PR #1092, opened 2023-05-01
Use default shell if can not spawn user defined

### LINKED ISSUE #519: [Windows] Contour silently closes if the configured shell cannot be started
## Description

If the `shell` configuration variable in the profile refer to a shell that cannot be started, Contour just closes immediately without opening a window.

## Environment

- Contour Version or Git commit hash: https://github.com/contour-terminal/contour/releases/tag/v0.2.2.175
- Operating System (name / distribution / version): Windows 10 20.04

## Steps to Reproduce

 1. Use your Linux-y Contour profile on Windows which says `/bin/zsh` is your default shell.
 2. Double-click `contour.exe`
 3. The cursor changes to the "semi-busy" icon, but then goes back to normal immediately. The spawned process exits. No error message is generated.

Yaraslaut:
Closes  #519

### DIFF
--- a/src/vtpty/Process_unix.cpp
+++ b/src/vtpty/Process_unix.cpp
@@ -239,9 +239,8 @@ void Process::start()
             // Fallback: Try login shell.
             auto theLoginShell = loginShell(_d->escapeSandbox);
             fprintf(stdout,
-                    "\r\n\033[31;1mFailed to spawn \"%s\". %s\033[m\r\nTrying login shell: %s\n",
+                    "\r\n\033[31;1mFailed to spawn \%s\033[m\r\nTrying login shell: %s\n",
                     argv[0],
-                    strerror(errno),
                     crispy::joinHumanReadableQuoted(theLoginShell, ' ').c_str());
             fflush(stdout);
             if (!theLoginShell.empty())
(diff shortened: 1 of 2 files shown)


src/vtpty/Process_unix.cpp
```diff
@@ -239,9 +239,8 @@ void Process::start()
             // Fallback: Try login shell.
             auto theLoginShell = loginShell(_d->escapeSandbox);
             fprintf(stdout,
-                    "\r\n\033[31;1mFailed to spawn \"%s\". %s\033[m\r\nTrying login shell: %s\n",
+                    "\r\n\033[31;1mFailed to spawn \%s\033[m\r\nTrying login shell: %s\n",
```
christianparpart, line 242: good catch!

christianparpart (approved):
Looks good to me. I assume you also tested this on Windows. :)

Many thanks!

src/vtpty/Process_unix.cpp
christianparpart, line 242:
```suggestion
                    "\r\n\033[31;1mFailed to spawn %s\033[m\r\nTrying login shell: %s\n",
```

christianparpart: This is why the linux builds are failing.

christianparpart (changes requested):
FYI

PR #1103, opened 2023-05-25
Properly handle dependency installation on Fedora 38+

christianparpart:


Yaraslaut:
I think at some point we need to move to catch v3 anyway, here some info https://github.com/catchorg/Catch2/blob/devel/docs/migrate-v2-to-v3.md

christianparpart:
> I think at some point we need to move to catch v3 anyway, here some info https://github.com/catchorg/Catch2/blob/devel/docs/migrate-v2-to-v3.md

We can give that a try in its own PR and see if that works on all supported platforms (Windows, OS/X, Fedora, Arch, Ubuntu... down to 18.04) Then I guess we simply invert it, meaning, that for cases like Ubuntu 18.04 we'd simply go for embedding Catch2 version 3 then. I'm okay with that. :)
◆ ◆ ◆ ◆
→ What to work on: Transcribe the records above with every character unchanged.

→ Result below:
PR #1092, opened 2023-05-01
Use default shell if can not spawn user defined

### LINKED ISSUE #519: [Windows] Contour silently closes if the configured shell cannot be started
## Description

If the `shell` configuration variable in the profile refer to a shell that cannot be started, Contour just closes immediately without opening a window.

## Environment

- Contour Version or Git commit hash: https://github.com/contour-terminal/contour/releases/tag/v0.2.2.175
- Operating System (name / distribution / version): Windows 10 20.04

## Steps to Reproduce

 1. Use your Linux-y Contour profile on Windows which says `/bin/zsh` is your default shell.
 2. Double-click `contour.exe`
 3. The cursor changes to the "semi-busy" icon, but then goes back to normal immediately. The spawned process exits. No error message is generated.

Yaraslaut:
Closes  #519

### DIFF
--- a/src/vtpty/Process_unix.cpp
+++ b/src/vtpty/Process_unix.cpp
@@ -239,9 +239,8 @@ void Process::start()
             // Fallback: Try login shell.
             auto theLoginShell = loginShell(_d->escapeSandbox);
             fprintf(stdout,
-                    "\r\n\033[31;1mFailed to spawn \"%s\". %s\033[m\r\nTrying login shell: %s\n",
+                    "\r\n\033[31;1mFailed to spawn \%s\033[m\r\nTrying login shell: %s\n",
                     argv[0],
-                    strerror(errno),
                     crispy::joinHumanReadableQuoted(theLoginShell, ' ').c_str());
             fflush(stdout);
             if (!theLoginShell.empty())
(diff shortened: 1 of 2 files shown)


src/vtpty/Process_unix.cpp
```diff
@@ -239,9 +239,8 @@ void Process::start()
             // Fallback: Try login shell.
             auto theLoginShell = loginShell(_d->escapeSandbox);
             fprintf(stdout,
-                    "\r\n\033[31;1mFailed to spawn \"%s\". %s\033[m\r\nTrying login shell: %s\n",
+                    "\r\n\033[31;1mFailed to spawn \%s\033[m\r\nTrying login shell: %s\n",
```
christianparpart, line 242: good catch!

christianparpart (approved):
Looks good to me. I assume you also tested this on Windows. :)

Many thanks!

src/vtpty/Process_unix.cpp
christianparpart, line 242:
```suggestion
                    "\r\n\033[31;1mFailed to spawn %s\033[m\r\nTrying login shell: %s\n",
```

christianparpart: This is why the linux builds are failing.

christianparpart (changes requested):
FYI

PR #1103, opened 2023-05-25
Properly handle dependency installation on Fedora 38+

christianparpart:


Yaraslaut:
I think at some point we need to move to catch v3 anyway, here some info https://github.com/catchorg/Catch2/blob/devel/docs/migrate-v2-to-v3.md

christianparpart:
> I think at some point we need to move to catch v3 anyway, here some info https://github.com/catchorg/Catch2/blob/devel/docs/migrate-v2-to-v3.md

We can give that a try in its own PR and see if that works on all supported platforms (Windows, OS/X, Fedora, Arch, Ubuntu... down to 18.04) Then I guess we simply invert it, meaning, that for cases like Ubuntu 18.04 we'd simply go for embedding Catch2 version 3 then. I'm okay with that. :)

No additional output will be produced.